* Exercise description: Gather every line in the records below that contains the word "AsVector".

* Provided material:
PR #3701, opened 2020-08-14
spirv-fuzz: Create synonym via OpPhi and existing synonyms

### LINKED ISSUE #3592: spirv-fuzz: Create synonyms using OpPhi and existing synonyms
Suppose a block B has n predecessors, where n >= 1.  Call the predecessors pred_1, ..., pred_n.

Suppose there are ids, id_1, ... id_n (not necessarily distinct), such that:

- For each i, id_i is available at the end of pred_i
- The id_i's are all synonymous and all have the same type

Then we can add a new instruction to the start of B, of the form:

```
%fresh_id = OpPhi %type %pred_1 %id_1 %pred_2 %id_2 ... %pred_n %id_n
```

and we can add the fact that %fresh_id is synonymous with each id_i (this can be achieved by recording that it is synonymous with one of them, as it will join their equivalence class).

I think this deserves its own transformation class and fuzzer pass, e.g. TransformationAddOpPhiSynonym and FuzzerPassAddOpPhiSynonyms.

stefanomil:
A transformation that adds new OpPhi instructions to blocks with >=1
predecessors, so that its value depends on previously-defined ids of
the right type, which are all synonymous. This instruction is also
recorded as synonymous to the others.

The related fuzzer pass still needs to be implemented.

Fixes #3592 .

### DIFF
--- a/source/fuzz/fuzzer_pass_add_opphi_synonyms.cpp
+++ b/source/fuzz/fuzzer_pass_add_opphi_synonyms.cpp
@@ -34,10 +34,10 @@ void FuzzerPassAddOpPhiSynonyms::Apply() {
   // same OpPhi instruction.
   auto equivalence_classes = GetIdEquivalenceClasses();
 
-  // Make a list of references to the sets.
-  std::vector<std::set<uint32_t>*> sets;
+  // Make a list of references, to avoid copying sets unnecessarily.
+  std::vector<std::set<uint32_t>*> equivalence_class_pointers;
   for (auto& set : equivalence_classes) {
-    sets.push_back(&set);
+    equivalence_class_pointers.push_back(&set);
   }
 
   // Keep a list of transformations to apply at the end.
@@ -57,23 +57,25 @@ void FuzzerPassAddOpPhiSynonyms::Apply() {
         continue;
       }
 
-      std::set<uint32_t>* chosen_set = nullptr;
+      std::set<uint32_t>* chosen_equivalence_class = nullptr;
 
       if (num_preds > 1) {
         // If the block has more than one predecessor, prioritise sets with at
         // least 2 ids available at some predecessor.
-        chosen_set = MaybeFindSuitableSetRandomly(sets, block.id(), 2);
+        chosen_equivalence_class = MaybeFindSuitableEquivalenceClassRandomly(
+            equivalence_class_pointers, block.id(), 2);
       }
 
       // If a set was not already chosen, choose one with at least one available
       // id.
-      if (!chosen_set) {
-        chosen_set = MaybeFindSuitableSetRandomly(sets, block.id(), 1);
+      if (!chosen_equivalence_class) {
+        chosen_equivalence_class = MaybeFindSuitableEquivalenceClassRandomly(
+            equivalence_class_pointers, block.id(), 1);
       }
 
       // If no suitable set was found, we cannot apply the transformation to
       // this block.
-      if (!chosen_set) {
+      if (!chosen_equivalence_class) {
         continue;
       }
 
@@ -88,10 +90,10 @@ void FuzzerPassAddOpPhiSynonyms::Apply() {
 
       // Choose an id for each predecessor.
       for (uint32_t pred_id : GetIRContext()->cfg()->preds(block.id())) {
-        auto suitable_ids = GetSuitableIds(*chosen_set, pred_id);
+        auto suitable_ids = GetSuitableIds(*chosen_equivalence_class, pred_id);
         assert(!suitable_ids.empty() &&
                "We must be able to find at least one suitable id because the "
-               "set was chosen among suitable sets.");
+               "equivalence class was chosen among suitable ones.");
 
         // If this predecessor has more than one id to choose from and it is the
         // first one of this kind that we found, remember its id.
@@ -117,7 +119,8 @@ void FuzzerPassAddOpPhiSynonyms::Apply() {
       // alternative.
       if (num_preds > 1 && pred_with_alternatives != 0 &&
           ids_chosen.size() == 1) {
-        auto suitable_ids = GetSuitableIds(*chosen_set, pred_with_alternatives);
+        auto suitable_ids =
+            GetSuitableIds(*chosen_equivalence_class, pred_with_alternatives);
         uint32_t chosen_id =
             GetFuzzerContext()->RemoveAtRandomIndex(&suitable_ids);
         if (chosen_id == preds_to_ids[pred_with_alternatives]) {
@@ -175,7 +178,8 @@ FuzzerPassAddOpPhiSynonyms::GetIdEquivalenceClasses() {
     for (auto synonym :
          GetTransformationContext()->GetFactManager()->GetSynonymsForId(
              pair.first)) {
-      // The synonym must not be an indexed access into a composite.
+      // The synonym must be a plain id - it cannot be an indexed access into a
+      // composite.
       if (synonym->index_size() > 0) {
         continue;
       }
@@ -206,8 +210,8 @@ FuzzerPassAddOpPhiSynonyms::GetIdEquivalenceClasses() {
   return id_equivalence_classes;
 }
 
-bool FuzzerPassAddOpPhiSynonyms::SetIsSuitableForBlock(
-    const std::set<uint32_t>& set, uint32_t block_id,
+bool FuzzerPassAddOpPhiSynonyms::EquivalenceClassIsSuitableForBlock(
+    const std::set<uint32_t>& equivalence_class, uint32_t block_id,
     uint32_t distinct_ids_required) {
   bool at_least_one_id_for_each_pred = true;
 
@@ -222,7 +226,7 @@ bool FuzzerPassAddOpPhiSynonyms::SetIsSuitableForBlock(
 
     // Initially assume that there is not a suitable id for this predecessor.
     bool at_least_one_suitable_id_found = false;
-    for (uint32_t id : set) {
+    for (uint32_t id : equivalence_class) {
       if (fuzzerutil::IdIsAvailableBeforeInstruction(GetIRContext(),
                                                      last_instruction, id)) {
         // We have found a suitable id.
@@ -236,17 +240,17 @@ bool FuzzerPassAddOpPhiSynonyms::SetIsSuitableForBlock(
         }
       }
     }
-    // If no suitable id was found for this predecessor, this set is not
-    // suitable and we don't need to check the other predecessors.
+    // If no suitable id was found for this predecessor, this equivalence class
+    // is not suitable and we don't need to check the other predecessors.
     if (!at_least_one_suitable_id_found) {
       at_least_one_id_for_each_pred = false;
       break;
     }
   }
 
-  // The set is suitable if at least one suitable id was found for each
-  // predecessor and we have found at least |distinct_ids_required| distinct
-  // suitable ids in general.
+  // The equivalence class is suitable if at least one suitable id was found for
+  // each predecessor and we have found at least |distinct_ids_required|
+  // distinct suitable ids in general.
   return at_least_one_id_for_each_pred &&
          suitable_ids_found.size() >= distinct_ids_required;
 }
@@ -270,14 +274,17 @@ std::vector<uint32_t> FuzzerPassAddOpPhiSynonyms::GetSuitableIds(
   return suitable_ids;
 }
 
-std::set<uint32_t>* FuzzerPassAddOpPhiSynonyms::MaybeFindSuitableSetRandomly(
+std::set<uint32_t>*
+FuzzerPassAddOpPhiSynonyms::MaybeFindSuitableEquivalenceClassRandomly(
     const std::vector<std::set<uint32_t>*>& candidates, uint32_t block_id,
     uint32_t distinct_ids_required) {
-  auto candidate_sets = candidates;
-  while (!candidate_sets.empty()) {
+  auto remaining_candidates = candidates;
+  while (!remaining_candidates.empty()) {
     // Choose one set randomly and return it if it is suitable.
-    auto chosen = GetFuzzerContext()->RemoveAtRandomIndex(&candidate_sets);
-    if (SetIsSuitableForBlock(*chosen, block_id, distinct_ids_required)) {
+    auto chosen =
+        GetFuzzerContext()->RemoveAtRandomIndex(&remaining_candidates);
+    if (EquivalenceClassIsSuitableForBlock(*chosen, block_id,
+                                           distinct_ids_required)) {
       return chosen;
     }
   }
--- a/source/fuzz/fuzzer_pass_add_opphi_synonyms.cpp
+++ b/source/fuzz/fuzzer_pass_add_opphi_synonyms.cpp
@@ -14,6 +14,7 @@
 
 #include "source/fuzz/fuzzer_pass_add_opphi_synonyms.h"
 
+#include "source/fuzz/fuzzer_util.h"
 #include "source/fuzz/transformation_add_opphi_synonym.h"
 
 namespace spvtools {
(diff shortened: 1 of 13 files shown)


source/fuzz/transformation_add_opphi_synonym.cpp
```diff
@@ -0,0 +1,162 @@
...
+  // There must be at least one predecessor.
+  if (predecessors.empty()) {
+    return false;
+  }
+
+  // There must be exactly a mapping for each predecessor.
+  if (predecessors.size() != static_cast<size_t>(message_.pred_to_id_size()) ||
+      predecessors.size() != preds_to_ids.size()) {
+    return false;
+  }
```
Vasniktel, line 63: I think it would be good to check that there is an id for _at least_ every predecessor. That is, the map can have more entries than there are predecessors. This can be useful during the shrinking.

source/fuzz/transformation_add_opphi_synonym.cpp
```diff
@@ -0,0 +1,162 @@
...
+  // Check that each predecessor has a corresponding mapping.
+  for (uint32_t pred : predecessors) {
+    if (preds_to_ids.count(pred) == 0) {
+      return false;
+    }
+  }
+
+  // Check that all the ids exist in the module.
+  for (auto& pair : message_.pred_to_id()) {
+    if (!ir_context->get_def_use_mgr()->GetDef(pair.second())) {
```
Vasniktel, line 74: I would've checked that the type id exists (just to be safe :).

source/fuzz/transformation_add_opphi_synonym.cpp
```diff
@@ -0,0 +1,162 @@
...
+    TransformationContext* transformation_context) const {
+  // Get the type id from one of the ids.
+  uint32_t first_id = message_.pred_to_id(0).second();
+  uint32_t type_id = ir_context->get_def_use_mgr()->GetDef(first_id)->type_id();
+
+  // Define the operand list.
+  opt::Instruction::OperandList operand_list;
+
+  // For each predecessor, add the corresponding operands.
+  for (auto pair : message_.pred_to_id()) {
```
Vasniktel, line 126: Consider using a reference here.

Vasniktel, line 126: Consider the case when a block has multiple identical predecessors (e.g. `OpBranchConditional %true %1 %1`). SPIR-V spec requires OpPhi instruction to have exactly one operand for each unique predecessor.

Vasniktel: Also, add a test for this case.

test/fuzz/transformation_add_opphi_synonym_test.cpp
```diff
@@ -0,0 +1,298 @@
...
+  // %13 is not a block label.
+  ASSERT_FALSE(TransformationAddOpPhiSynonym(13, {}, 100)
+                   .IsApplicable(context.get(), transformation_context));
+
+  // Block %12 does not have a predecessor.
+  ASSERT_FALSE(TransformationAddOpPhiSynonym(12, {}, 100)
+                   .IsApplicable(context.get(), transformation_context));
+
+  // Not all predecessors of %16 (%17 and %18) are considered in the map.
+  ASSERT_FALSE(TransformationAddOpPhiSynonym(16, {{17, 19}}, 100)
```
Vasniktel, line 101: I recall one of the compilers produces errors in release mode if the map is used this way. The solution is to add another pair of braces `{{{17, 19}}}`.

source/fuzz/transformation_add_opphi_synonym.cpp
```diff
@@ -0,0 +1,162 @@
...
+}
+
+bool TransformationAddOpPhiSynonym::IsApplicable(
+    opt::IRContext* ir_context,
+    const TransformationContext& transformation_context) const {
+  // Check that |message_.block_id| is a block label id.
+  auto block = ir_context->get_instr_block(message_.block_id());
+  if (!block) {
+    return false;
+  }
```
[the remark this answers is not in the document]
Vasniktel: However, `block_id` might not be an `OpLabel` instruction. You can use `fuzzerutil::MaybeGetBlock` instead.

source/fuzz/transformation_add_opphi_synonym.cpp
```diff
@@ -0,0 +1,162 @@
...
+#include "source/fuzz/fuzzer_util.h"
+
+namespace spvtools {
+namespace fuzz {
+TransformationAddOpPhiSynonym::TransformationAddOpPhiSynonym(
+    const protobufs::TransformationAddOpPhiSynonym& message)
+    : message_(message) {}
+
+TransformationAddOpPhiSynonym::TransformationAddOpPhiSynonym(
+    uint32_t block_id, std::map<uint32_t, uint32_t>&& preds_to_ids,
```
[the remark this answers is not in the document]
stefanomil: Thanks! I've changed it to use a const lvalue reference

source/fuzz/transformation_add_opphi_synonym.cpp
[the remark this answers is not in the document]
stefanomil: Thanks, fixed.

source/fuzz/transformation_add_opphi_synonym.cpp
stefanomil: Yeah, you're right

source/fuzz/transformation_add_opphi_synonym.cpp
stefanomil: I don't think that's necessary, since we are assuming that the module is valid

source/fuzz/transformation_add_opphi_synonym.cpp
stefanomil: Done

stefanomil: I don't think this is a special case, since a block that branches to a second one is counted as one predecessor, even if it branches via multiple branches. I have added a test for this anyway

test/fuzz/transformation_add_opphi_synonym_test.cpp
stefanomil: Thanks for letting me know

source/fuzz/transformation_add_opphi_synonym.cpp
```diff
@@ -0,0 +1,179 @@
...
+bool TransformationAddOpPhiSynonym::CheckTypeIsAllowed(
+    opt::IRContext* ir_context, uint32_t type_id) {
+  auto type = ir_context->get_type_mgr()->GetType(type_id);
+  if (!type) {
+    return false;
+  }
+
+  return type->AsBool() || type->AsInteger() || type->AsFloat() ||
+         type->AsVector() || type->AsMatrix() || type->AsArray() ||
+         type->AsRuntimeArray() || type->AsStruct();
```
Vasniktel, line 175: Maybe it's better to remove support for runtime arrays? @paulthomson, what do you think?

Also, I don't think it's possible to create an object of OpTypeRuntimeArray explicitly. It only should be the last member of a struct.

source/fuzz/transformation_add_opphi_synonym.cpp
```diff
@@ -0,0 +1,179 @@
...
+
+    auto pred_block = ir_context->get_instr_block(pair.first);
+    // We should always be able to find the predecessor block, since it is in
+    // the predecessors list of |block|.
+    assert(pred_block && "Could not find one of the predecessor blocks.");
+
+    if (!fuzzerutil::IdIsAvailableBeforeInstruction(
+            ir_context, pred_block->terminator(), pair.second)) {
+      return false;
+    }
```
Vasniktel, line 115: This is a common issue. This function always returns false if `pred_block` is unreachable.

Vasniktel: Please, add a TODO(#3722) comment explaining that we need to refactor this. Use an original issue URL instead of #...

test/fuzz/transformation_add_opphi_synonym_test.cpp
```diff
@@ -0,0 +1,320 @@
...
+void SetUpIdSynonyms(FactManager* fact_manager, opt::IRContext* context) {
+  fact_manager->AddFact(MakeSynonymFact(11, 9), context);
+  fact_manager->AddFact(MakeSynonymFact(13, 9), context);
+  fact_manager->AddFact(MakeSynonymFact(14, 9), context);
+  fact_manager->AddFact(MakeSynonymFact(19, 9), context);
+  fact_manager->AddFact(MakeSynonymFact(20, 9), context);
+  fact_manager->AddFact(MakeSynonymFact(10, 21), context);
+}
+
+TEST(TransformationAddOpPhiSynonymTest, Inapplicable) {
```
Vasniktel, line 42: Do we require `preds_to_ids` to have a synonymous id for _at least_ every predecessor? If we do, add a test for it.

Also, if we do, change the code in the IsApplicable to iterate over all _existing_ predecessors (not all entries in the map) - use `ir_context->cfg()->preds()`.

source/fuzz/transformation_add_opphi_synonym.cpp
stefanomil: So can there be no ids with type OpTypeRuntimeArray?

stefanomil: I'll remove it just to be safe

Vasniktel: > So can there be no ids with type OpTypeRuntimeArray?

I think so. AFAIK, runtime arrays are only used to store things like the shader's (or the kernel's in case of OpenCL) output.

source/fuzz/transformation_add_opphi_synonym.cpp
stefanomil: Done

test/fuzz/transformation_add_opphi_synonym_test.cpp
stefanomil: There is already a test for this:

```
  // Not all predecessors of %16 (%17 and %18) are considered in the map.
  ASSERT_FALSE(TransformationAddOpPhiSynonym(16, {{{17, 19}}}, 100)
                   .IsApplicable(context.get(), transformation_context));

```

Vasniktel: No, sorry for the confusion. I meant the case when the map has an entry for every predecessor + some additional entries.

source/fuzz/transformation_add_opphi_synonym.cpp
```diff
@@ -0,0 +1,192 @@
...
+  if (type->AsBool() || type->AsInteger() || type->AsFloat() ||
+      type->AsVector() || type->AsMatrix() || type->AsArray() ||
+      type->AsStruct()) {
+    return true;
+  }
+
+  // If the VariablePointers capability is enabled, we can also allow pointers.
+  return ir_context->get_feature_mgr()->HasCapability(
+             SpvCapabilityVariablePointers) &&
+         type->AsPointer();
```
Vasniktel, line 188: According to SPIR-V spec:
> A variable pointer must point to one of the following storage classes:
> 1. StorageBuffer
> 2. Workgroup (if the VariablePointers capability is declared)

Thus, it would be better to check that the pointer indeed has the required storage class.

Alternatively, we could ignore `VariablePointers` capability for now and add a TODO to fix it later.

stefanomil: Thanks! Pointers will be ignored for now

source/fuzz/fuzzer_pass_add_opphi_synonyms.cpp
```diff
@@ -0,0 +1,290 @@
...
+FuzzerPassAddOpPhiSynonyms::~FuzzerPassAddOpPhiSynonyms() = default;
+
+void FuzzerPassAddOpPhiSynonyms::Apply() {
+  // Get a list of synonymous ids with the same type that can be used in the
+  // same OpPhi instruction.
+  auto equivalence_classes = GetIdEquivalenceClasses();
+
+  // Make a list of references to the sets.
+  std::vector<std::set<uint32_t>*> sets;
+  for (auto& set : equivalence_classes) {
```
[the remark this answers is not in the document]
stefanomil: Done

source/fuzz/fuzzer_pass_add_opphi_synonyms.cpp
```diff
@@ -0,0 +1,290 @@
...
+      }
+
+      // The block must have at least one predecessor.
+      size_t num_preds = GetIRContext()->cfg()->preds(block.id()).size();
+      if (num_preds == 0) {
+        continue;
+      }
+
+      std::set<uint32_t>* chosen_set = nullptr;
+
```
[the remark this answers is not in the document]
stefanomil: You are right, I changed it

source/fuzz/fuzzer_pass_add_opphi_synonyms.cpp
```diff
@@ -0,0 +1,290 @@
...
+    // Add the new equivalence class to the list of equivalence classes.
+    id_equivalence_classes.emplace_back(std::move(new_equivalence_class));
+  }
+
+  return id_equivalence_classes;
+}
+
+bool FuzzerPassAddOpPhiSynonyms::SetIsSuitableForBlock(
+    const std::set<uint32_t>& set, uint32_t block_id,
+    uint32_t distinct_ids_required) {
```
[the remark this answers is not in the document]
stefanomil: Done

source/fuzz/fuzzer_pass_add_opphi_synonyms.cpp
```diff
@@ -0,0 +1,290 @@
...
+            GetIRContext(), predecessor->terminator(), id)) {
+      suitable_ids.push_back(id);
+    }
+  }
+
+  return suitable_ids;
+}
+
+std::set<uint32_t>* FuzzerPassAddOpPhiSynonyms::MaybeFindSuitableSetRandomly(
+    const std::vector<std::set<uint32_t>*>& candidates, uint32_t block_id,
```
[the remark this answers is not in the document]
stefanomil: Done

source/fuzz/transformation_add_opphi_synonym.cpp
```diff
@@ -0,0 +1,185 @@
...
+
+protobufs::Transformation TransformationAddOpPhiSynonym::ToMessage() const {
+  protobufs::Transformation result;
+  *result.mutable_add_opphi_synonym() = message_;
+  return result;
+}
+
+bool TransformationAddOpPhiSynonym::CheckTypeIsAllowed(
+    opt::IRContext* ir_context, uint32_t type_id) {
+  auto type = ir_context->get_type_mgr()->GetType(type_id);
```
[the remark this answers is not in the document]
stefanomil: I have allowed pointers if the right capability is enabled and the right storage classes used

source/fuzz/transformation_add_opphi_synonym.cpp
```diff
@@ -0,0 +1,185 @@
...
+    auto pred_block = ir_context->get_instr_block(pred);
+
+    // We should always be able to find the predecessor block, since it is in
+    // the predecessors list of |block|.
+    assert(pred_block && "Could not find one of the predecessor blocks.");
+
+    // TODO(https://github.com/KhronosGroup/SPIRV-Tools/issues/3722): This
+    // function always returns false if the block is unreachable, so it may need
+    // to be refactored.
+    if (!fuzzerutil::IdIsAvailableBeforeInstruction(
```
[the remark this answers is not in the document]
stefanomil: Thanks!

source/fuzz/fuzzer_pass_add_opphi_synonyms.h
```diff
@@ -0,0 +1,70 @@
...
+
+  void Apply() override;
+
+  // Computes the equivalence classes for the non-pointer and non-irrelevant ids
+  // in the module, where two ids are considered equivalent iff they have been
+  // declared synonymous and they have the same type.
+  std::vector<std::set<uint32_t>> GetIdEquivalenceClasses();
+
+  // Returns true iff |set| contains at least |distinct_ids_required| ids so
+  // that all of these ids are available at the end of at least one predecessor
```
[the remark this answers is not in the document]
stefanomil: Done

source/fuzz/fuzzer_pass_add_opphi_synonyms.cpp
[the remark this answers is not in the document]
stefanomil: Done

source/fuzz/fuzzer_pass_add_opphi_synonyms.cpp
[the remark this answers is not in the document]
stefanomil: Done

afd (approved):
Thanks for making the changes - LGTM!  Please rebase and then I will merge.

stefanomil:
@afd I have rebased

* Result of this exercise:
+         type->AsVector() || type->AsMatrix() || type->AsArray() ||
+      type->AsVector() || type->AsMatrix() || type->AsArray() ||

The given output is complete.